◆ **What is required**: Copies of all lines containing the string "returning" are needed from the data below.

--------------------------------

PR #1730, opened 2026-08-13
fix(search): let a commit-denied cache entry report why it was denied

TalexDreamSoul:
Removes #346's second and last blocker. With #1729 the counters became readable; this makes them mean something.

## The defect

`classifySearchCacheLookup` has always had a `revision-mismatch` outcome — "the entry was there but the index moved on". The comment at the classify site says it is the point of the whole taxonomy:

> The reason is the point, not the hit rate: `revision-mismatch` means an index commit denied the entry, which is a different story from a query nobody repeated.

**It was unreachable.** `handleSearchIndexCommit` cleared the entire cache synchronously, so by the time any lookup compared revisions the entry was gone and the miss was filed as `absent` — the same bucket as a query nobody repeated.

That is the distinction #346 exists to measure, and its only evidence read as its own opposite: *"nobody repeats queries, remove the cache"* when the truth may be *"repeats happen and the index keeps denying them"*.

## The change

The commit no longer clears. Entries are rejected on revision at lookup and dropped there, so the reason is counted where it occurs.

| | before | after |
| --- | --- | --- |
| `misses.absent` | 3 | **2** |
| `misses['revision-mismatch']` | **0** | **1** |
| `invalidations['index-commit']` | 2 | 1 |

**Nothing stale is served.** The outcome is computed before the hit branch and that path is unchanged — a `revision-mismatch` never reaches `materializeCachedSearchResult`. The cost is that a superseded entry holds its slot until it is looked up, expires at the 5s TTL, or is evicted by the existing LRU bound.

## Verification

| plant | result |
| --- | --- |
| restore `searchCache.clear()` in the commit handler | **1 failed** |

`search-engine/`: 75 files, 670 tests.

The test also asserts that a second lookup after the mismatch **hits**, not mismatches again — one `revision-mismatch` per commit per query, not one per lookup.

## One thing deliberately not asserted, and it is in the test

The `searchCache.delete(cacheKey)` at the lookup is **not** observable through the telemetry: the miss re-runs the search and re-caches under the same key, so the entry is replaced either way. A plant that removed the delete passed, which is recorded in the test rather than papered over. The delete is kept for the paths that do **not** re-cache — an aborted or failed search — where the superseded entry would otherwise hold its slot until the TTL.

## Summary by CodeRabbit

* **Bug Fixes**
  * Improved search cache handling when indexed data changes.
  * Cache telemetry now distinguishes stale entries, expired entries, and entries that were never cached.
  * Rejected stale results are removed during lookup, and repeated queries can be cached again for improved hit rates.

### DIFF
--- a/apps/core-app/src/main/modules/box-tool/search-engine/search-core.contracts.test.ts
+++ b/apps/core-app/src/main/modules/box-tool/search-engine/search-core.contracts.test.ts
@@ -887,21 +887,40 @@ describe('SearchEngineCore facade contracts', () => {
 
     // Exactly two, because two entries were in the cache. Counted by entries dropped rather than
     // by calls -- a per-call implementation reports 1 here.
-    expect(snapshot.invalidations['index-commit']).toBe(2)
-    expect(snapshot.entriesDropped).toBe(2)
+    // One entry was superseded and dropped at its own lookup; the other was never asked for.
+    expect(snapshot.entriesDropped).toBe(1)
 
     /*
-     * And this is the finding. `revision-mismatch` is unreachable from here: `markCommitted` bumps
-     * the revision and notifies listeners synchronously, and this facade's listener clears the
-     * whole cache before returning. By the time any lookup compares revisions the entry is already
-     * gone, so the miss is `absent`.
+     * The attribution #346 turns on, and the reason this test exists.
      *
-     * That matters for the report #346 asks for. A repeat denied by a commit is filed under the
-     * same reason as a query nobody repeated, so the distribution understates the cache's value
-     * and cannot carry the keep/remove decision as it stands.
+     * `revision-mismatch` used to be unreachable: the commit listener cleared the whole cache
+     * before returning, so by the time a lookup compared revisions the entry was gone and the miss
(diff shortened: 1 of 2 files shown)


TalexDreamSoul:
Measured the one real cost of this change rather than leaving it as prose. `1ba8b6f`-range pushed.

I wrote "a superseded entry holds its slot until it is looked up, expires at the 5s TTL, or is evicted by the existing LRU bound". That is true and it is also exactly the kind of sentence that hides a worst case — a cache filling with entries that can only ever miss.

It cannot happen:

- `SEARCH_CACHE_MAX_SIZE = 100`, a hard cap enforced on every insert.
- Eviction picks the **oldest timestamp**, and after a commit the oldest entries are the superseded ones — so it drains **stale-first**, one per insert.
- No stale entry is ever served: the outcome is computed before the hit branch, unchanged by this PR.

Test: 120 queries to fill past the cap, one commit to supersede everything, then 40 fresh keys. Zero hits, zero revision mismatches on the fresh keys, and `lru-evict > 0` — which is only possible if the cache stayed at its cap throughout.

Raising the cap to 100,000 fails it, so the test holds the bound rather than the arithmetic happening to work out.

`search-engine/`: 75 files, **671** tests.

--------------------------------

◆ **Answer space**:
-     * whole cache before returning. By the time any lookup compares revisions the entry is already
+     * before returning, so by the time a lookup compared revisions the entry was gone and the miss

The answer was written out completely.